Challenges and cheerleaders
- My biggest health challenge was my Polycystic Ovary Syndrome (PCOS). As it affects my hormones, the PCOS made my weight loss slow and sometimes very frustrating.
- As a shy and not-very-confident person, being in a gym or crowd was daunting at first. The running community is actually most welcoming and supportive – this is what I soon realised. Also, everyone has their own demons and they really are not looking at you.
- Maintaining the right mindset was, and still is, a big challenge.
- I have supportive family and friends.
- I started publicising my commitment to running early on and in a sense, this keeps me accountable.
- I have been and continue to choose to keep my own work hours, helping me harmonise the work, life and training balance.
If you’re new to running or thinking about running, what are the rewards?

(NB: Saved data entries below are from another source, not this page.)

PR #1019, opened 2019-10-14
add spatie/menu to navigation section

dsazup:
Used this library in a project recently and found it very nice to work with. Definitely recommended 👍 https://github.com/spatie/menu


ziadoz:
Thanks!

PR #1022, opened 2019-10-18
Add Deptrac to Static Analysis

pdelre:
https://github.com/sensiolabs-de/deptrac

> Deptrac is a static code analysis tool that helps to enforce rules for dependencies between software layers in your PHP projects.
>
> For example, you can define a rule like "controllers may not depend on models". To ensure this, deptrac analyzes your code to find any usages of models in your controllers and will show you where this rule was violated.


ziadoz:
Thanks.

PR #1033, opened 2019-10-31
Add Setup PHP GitHub Action

shivammathur:
Add Setup PHP Github Action
>Setup PHP with required extensions, php.ini configuration and composer in GitHub Actions. This action can be added as a step in your action workflow and it will setup the PHP environment you need to test your application.


ziadoz:
Thanks, this looks useful.

PR #1044, opened 2020-01-05
Add PHP Architecture Tester

carlosas:
PHP Architecture Tester is a static analysis tool to verify architectural requirements.
It provides a natural language abstraction to define your own architectural rules and test them against your software.


jadb:
Thanks 👍

PR #1045, opened 2020-01-10
Add JSON Machine

halaxa:
It has a different approach to parsing big JSONs. Simply iterates over root or any key (sub-key) of a JSON using php's built-in `foreach`.


jadb:
Thanks 👍

halaxa:
Mee too :)

PR #1052, opened 2020-01-28
add PHP Static Installation

phpstatic:
add PHP Static Installation


jadb:
Not sure what this does. I am closing for now as when I tried visiting the website, I only got the Index of the public directory.

PR #1083, opened 2020-03-04
Add PHP Code Playground

ConradSollitt:


jadb:
Sorry, not really a PHP website. More like a playground for testing a new PHP framework.

ConradSollitt:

Running has shown me that I can and you should at least try – try running, try getting out there and try changing to the ‘I can’ mindset. It’s fine and even normal to fail sometimes.
Of course transforming physcially and being stronger has been wonderful, but the greatest improvement has been the mental one. I always thought ‘I couldn’t, I can’t, I shouldn’t’ – and this related to anything – work, relationships, ambitions. My friendship circle has exploded and I have people from all backgrounds, cultures and ages that I call friends. Running has taken me out of my comfort zone; it has taken me from my couch to places I would never have had reason to visit before.
My face lights up when I see friends taking to the road for the first time, knowing I had a small part to play in that; and I hope to keep inspiring others – to show that if you put your mind to it, it is possible.
Four years ago, Bianca was huffing and puffing around a 900m circuit – here’s how far she has come
Much to her delight (and surprise) she had now run six full marathons, plus two Two Oceans Ultra Marathons. ‘I’ve absolutely loved Two Oceans Ultra experiences,’ says Bee, as she’s affectionately known.
I also attempted my first Comrades Marathon this year. Unfortunately, I picked up an injury in March which didn’t heal properly and hampered my training so I only made it to Drummond. But I loved the whole experience and will definitely be back – older and wiser!